The risk of losing your vehicle plus the high interest rates attached to logbook loans are 2 reasons to look at other borrowing options first.
How do logbook loans work?
You could potentially borrow up to £50,000 with a logbook loan from a lender. Although, as you’d expect, this will depend on your vehicle’s value. Lenders typically let you borrow no more than 50% of its official resale value.
Once a loan is agreed upon, you’ll be required to hand over the V5 logbook of your vehicle (hence the name). The lender will then have a “bill of sale” registered with the High Court, which makes it lawful for the lender to repossess your car if you fail to keep up with repayments.
During the loan term, you’ll make regular repayments, each comprising the interest accrued so far and part of the original sum borrowed.
In rare cases, logbook loans can be issued on an “interest-only” basis. This means that during the loans’ term, you’ll only pay back the interest accrued. However, at the end of the loan, your final repayment would comprise interest and the full sum originally borrowed.

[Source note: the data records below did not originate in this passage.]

PR #4973, opened 2025-12-04
fix(webp): Move write_complete_data() to close() for proper scanline …

pmady:
…order support

The WebP output plugin incorrectly assumed that scanlines would be written in sequential order, triggering the final write when y == height - 1. This violated the write_scanline API contract which allows scanlines to be written in any order (the plugin even advertises 'random_access' support).

Changes:
- Remove premature write_complete_data() call from write_scanline()
- Move final encoding/writing to close() where it belongs
- Add m_image_complete flag to track write state
- Move buffer cleanup to after write_complete_data() in close()

Fixes the issue where writing scanlines out of order would result in incomplete or corrupted WebP files.

## Checklist:

  doesn't change the API.)
  nonconforming.

### DIFF
--- a/src/webp.imageio/webpoutput.cpp
+++ b/src/webp.imageio/webpoutput.cpp
@@ -238,11 +238,6 @@ WebpOutput::write_scanline(int y, int z, TypeDesc format, const void* data,
     std::vector<uint8_t> scratch;
     data = to_native_scanline(format, data, xstride, scratch, m_dither, y, z);
     memcpy(&m_uncompressed_image[y * m_scanline_size], data, m_scanline_size);
-
-    /* If this was the final scanline, we are done. */
-    if (y == m_spec.height - 1) {
-        return write_complete_data();
-    }
     return true;
 }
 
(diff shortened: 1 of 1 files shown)


src/webp.imageio/webpoutput.cpp
```diff
@@ -271,9 +268,16 @@ WebpOutput::close()
...
         ok &= write_scanlines(m_spec.y, m_spec.y + m_spec.height, 0,
                               m_spec.format, &m_uncompressed_image[0]);
-        std::vector<uint8_t>().swap(m_uncompressed_image);
     }
 
+    // Write the complete image data on close, not during write_scanline.
+    // This allows scanlines to be written in any order.
+    if (ok && !m_image_complete && m_uncompressed_image.size()) {
+        ok = write_complete_data();
+        m_image_complete = true;
```
jessey-git: Is the `m_image_complete` field necessary at all? This close() method will return early if we are not in the opened state so a double-close should already be guarded I think?

pmady: You'true The ioproxy_opened() check at line 262 already guards against double-close, and 
init() is called at line 282 which would reset state anyway. The m_image_complete flag is unnecessary. removing the unnecessary m_image_complete field. The ioproxy_opened() check at the start of 
close() already prevents double-close scenarios. Thanks

lgritz:
The CI failures with messages about filling the disk are unrelated to this PR. If you rebase on the current main (or cherry pick #4974 into this PR), it will contain the fix and hopefully everything else will pass.

pmady:
Rebased fix/webp-write-scanline-order on upstream/main which now includes #4974 (the disk space fix). Force pushed to 9dad1962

Although interest-only loans typically make for smaller regular instalments, they are almost always significantly more expensive overall because they involve borrowing more for longer.
The circumstances under which a lender seeks repossession of a vehicle vary, so check this before agreeing to a logbook loan. If the lender does repossess the car, the lender will sell it to recoup any losses.
Are logbook loans safe?
When the Financial Conduct Authority (FCA) took charge of regulating this market, it released a report revealing the tactics of several unscrupulous lenders, including a lack of eligibility checking, heavy-handed debt recovery methods and companies seeking to repossess vehicles after just one missed repayment.
Underhand tactics have been rarer since then, but under the current rules, these companies can still get away with more than payday lenders, for example.
There are no caps on interest charges or late payment fees like there are for payday lenders, and logbook loans don’t fall under the category of high-cost short-term credit.
A logbook loan can potentially last over a year, yet it may still have an APR over 400% attached, so debts can be difficult to handle and the threat of losing your car could quickly become very real.
How to compare logbook loans
If you do plan on taking out a logbook loan, here are some key features to consider when comparing lenders.
- Overall cost. If you only look at one factor, it should probably be this one. As a general rule of thumb, whenever you borrow money, aim for the lowest overall cost while making sure the repayment schedule is comfortably affordable.
- Repayment amounts. The difference between the best and worst rates on the market can be vast, so shop around to keep costs manageable. Generally, the longer the loan term, the lower your monthly repayments will be, but the more interest you’ll pay overall. Choose the shortest possible term that makes your monthly repayments comfortably manageable. If you miss monthly repayments, you’ll be subject to late fees and could ultimately lose your car.
- Fees and charges. The key fee to watch out for is late fees. If these are too high, it could make getting back on track with your repayments really difficult, meaning you’ll be in danger of losing your car.
- When a lender seeks to repossess your car. Most lenders won’t seek to repossess your vehicle until you’ve missed several repayments, but it’s important to know when this process will begin.
Finder survey: What aspects of car finance would matter most to you when choosing it?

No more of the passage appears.